Tuesday, August 23, 2005

On Self-Loathing

Lately I've found myself perturbed by the increasing aggressiveness with which peddlers of skin-whitening products push their ware. For the benefit of anyone fortunate enough not to have seen any of this latest wave of commercials, the campaign consists of ads where the previously dark users of the product become so fair-skinned that even their good friends fail to recognize them. Print ads from the same company which appear semi-regularly in the pages of Inquirer Libre discuss the virtues of having white skin, going to far as to suggest that it improves one's chances of getting a job!

These ads make me sick.

I think it's safe to say that nowhere is our national self-loathing more evident than in the way our women try to alter the color of their skin. I know a lot of educated women don't fall for the garbage being peddled to them every time their favorite shows cut to commercial, but that there are those that still do really floors me.

There are so many dermatoligical products to sell that, while not necessarily helpful to one's self-esteem, at least have the decency to keep from eroding one's national pride. Products to remove pimples, old scars and all kinds of skin imperfections make fairly good sense, as do those that make skin "softer and smoother" as the tagline often goes, and I'm sure they could make the drug companies a lot of money.

It depresses me, though, that the product they seem to market most assiduously is their skin whitening cream, or soap, or whatever it is.
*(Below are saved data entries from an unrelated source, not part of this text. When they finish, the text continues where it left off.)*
PR #166, opened 2021-03-31
Trap focus within chat window

sushmi21:
Current behavior: During Tab/ Shift + Tab navigation, focus can be moved to elements outside the chat window. 
Expected behavior: When enableFocusTrap is set to true, focus should never leave the chat window. By default, enableFocusTrap is false, so focus can leave the chat window.

To test: 
- Add webchat setting `enableFocusTrap: true`
- Navigate using keyboard and see is the focus does not leave the chat. The focus order should also be logical during both Tab and Shift + Tab navigation
- Also test by setting enableFocusTrap to false. There should not be any change in the behavior


src/common/interfaces/webchat-config.ts
```diff
@@ -19,6 +19,7 @@ export interface IWebchatSettings {
     enableConnectionStatusIndicator: boolean;
     showEngagementMessagesInChat: boolean;
     enableFileUpload: boolean;
+    enableFocusTrap: boolean;
```
pedily, line 22: you will also need to add an entry to `docs/embedding.md` explaining what this flag does

src/webchat-ui/components/WebchatUI.tsx
```diff
@@ -314,6 +314,47 @@ export class WebchatUI extends React.PureComponent<React.HTMLProps<HTMLDivElemen
             />
         );
     }
+    
+    handleKeydown = (event) => {
+        const closeButtonInHeader = document.getElementById("webchatHeaderCloseButton");
```
pedily, line 319: Relying on document.getElementById seems kind of "hacky" as we might accidently collide with other elements on the page.

Would it be possible to use `refs` here? Then we would explicitly assign dom element instances within the webchat.

src/webchat-ui/components/WebchatUI.tsx
```diff
@@ -368,6 +409,7 @@ export class WebchatUI extends React.PureComponent<React.HTMLProps<HTMLDivElemen
 							className="webchat-root"
 							aria-labelledby="webchatHeaderTitle"
 							role="region"
+							onKeyDown={enableFocusTrap && open ? this.handleKeydown : () => {}}
```
pedily, line 412: I'd move the `open` check to `handleKeyDown` and always trigger it.

src/webchat-ui/components/WebchatUI.tsx
```diff
@@ -314,6 +314,47 @@ export class WebchatUI extends React.PureComponent<React.HTMLProps<HTMLDivElemen
...
+                } else if (getStartedButton) {
+                    getStartedButton.focus();
+                } else if (webchatInputButtonMenu) {
+                    webchatInputButtonMenu.focus();
+                } else {
+                    chatToggleButton?.focus()
+                }
+            }
+        }
+        if(event.target === chatToggleButton) {
```
pedily, line 340: These cases deserve a line of comment or two. What is special about pressing (shift)+tab on these two elements?

pedily (changes requested):

src/webchat-ui/components/WebchatUI.tsx
sushmi21: Added comments

src/webchat-ui/components/WebchatUI.tsx
sushmi21: Fixed

src/common/interfaces/webchat-config.ts
sushmi21: Fixed

kwinto (approved):
Works as expected

src/webchat-ui/components/WebchatUI.tsx
sushmi21: Replaced ids with refs wherever possible.

dshire (approved):
working as expected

My wife is brown-skinned and beautiful for it, and though I wouldn't have it any other way, apparently she grew up thinking that her fair-skinned elder sister is better looking than she is, and that white skin is in and of itself a component of beauty. I still roll my eyes at the thought of it. It's funny how she only seems to really appreciate the beauty of her skin color only now.

I honestly don't have anything against fair-skinned girls; I went out with a few and even carried a torch for one for a long time (though it had nothing to do with her complexion), but I feel deeply perturbed by people who slavishly use products to alter their natural skin chemistry just to change the way they were at birth.

It's like every woman who does this to herself is a MICHAEL JACKSON of sorts.

3 comments:

Ryan said...

white people try to get tan, and dark people try to get white.

the grass is always greener on the other side

Jay said...

Yes Ryan, white people always try to get me. Haha!
And Jim, the funny thing is, these products are the result of millions spent on product research and testing. Companies now invest in focus groups that tell them what kind of product they want to see. Thus, Surf has a calamansi variant (supposed to clean better with calamansi in it), Domex is thicker (thicker implies more dirt sticks to it), etc. Take it from me...if filipina women felt more strongly about having tanner skin, there'd be more products like that out on the market today.

Jim Arroyo said...

Knowing that the product is on the market because of the existing demand among consumers kind of makes me feel even worse than the thought that ads are responsible, even though part of me already suspected as much.

Women aren't being tricked by advertisers, that much is true, but it can't be denied that the companies and their ads are helping perpetuate these insecurities.

I'm quite fond of this new "natural beauty" campaign that the folks at Dove and/or their ad agency came up with. It's an active attempt to enlighten people, or at least generate a sense of pride in who we are and what we are like.